Classical CD Ripper - Updated

To accompany the updates to all my other audio-related scripts which have been published of late, the Classical CD Ripper has also now been updated. As with all the other software updates of late, the changes are in three basic categories: cosmetic, distro-awareness and year-in-album functionality.

The cosmetic changes are just to add a little colour to the various prompts and warning messages, so that you can tell the difference more easily between questions the software asks (white text) and the answers you type (yellow). Errors or other unusual conditions will now display in red. Not all terminals will display the colours, but they won't garble their displays if they can't handle the colours either.

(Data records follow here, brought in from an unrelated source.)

PR #346, opened 2025-04-17
fix(nav/cart): basket icon is correctly reset after successful checkout; entire menu row is now clickable

lbsal:
In the hook `useCurrentOrder`, we "reset" `currentOrder` for the following states:
* OrderState.Canceled
* OrderState.Paid.

This resetting is done by setting currentOrder to null, causing this bug.

The bug raises the question of using a sentinel value, instead of null, to represent reset orders where we would do e.g.

currentOrder = SENTINEL_ORDER

where SENTINEL_ORDER is a fake order set as a constant and checked against in addition to simple null checks.

---
Also:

The disto-awareness changes are simply the fact that the software now analyses what distro it's running on and what software already exists on the system. If it detects that a required software package is absent, it will give distro-appropriate installation advice. As usual, Fedora is unique in that some of the required software cannot be found in standard repositories, so uniquely on that distro, you'll get advice to enable the RPM Fusion repository, too.

The most significant change is that the software now rips with DATE tag information included in the ALBUM tag. If you, for example, say you're ripping The Perfect Fool conducted by Vernon Handley in 1998, then you will end up with an ALBUM tag set to The Perfect Fool (Handley - 1998). You will additionally have a folder structure created in which to store the ripped audio files which ends in a folder called The Perfect Fool (Handley - 1998). Thus CCDR comes into line with the principles recently described as to what, truly, serves as the unique identifier for one classical music recording as compared to any other.

Updating to the new 3.01 version of CCDR is simply done by downloading the new version (into your Downloads folder) and then issuing these commands:

sudo mv $HOME/Downloads/ccdr.sh /usr/bin 
sudo chmod +x /usr/bin/ccdr.sh

That should simply over-write your existing version, assuming you've installed into the /usr/bin directory, as the installation instructions originally told you to do! An alternative is to download the new one, open it in the text editor of your choice and simply replace the contents of the original ccdr.sh, wherever it's stored, with the contents of the new download. Either way, it takes mere seconds to update to the new version.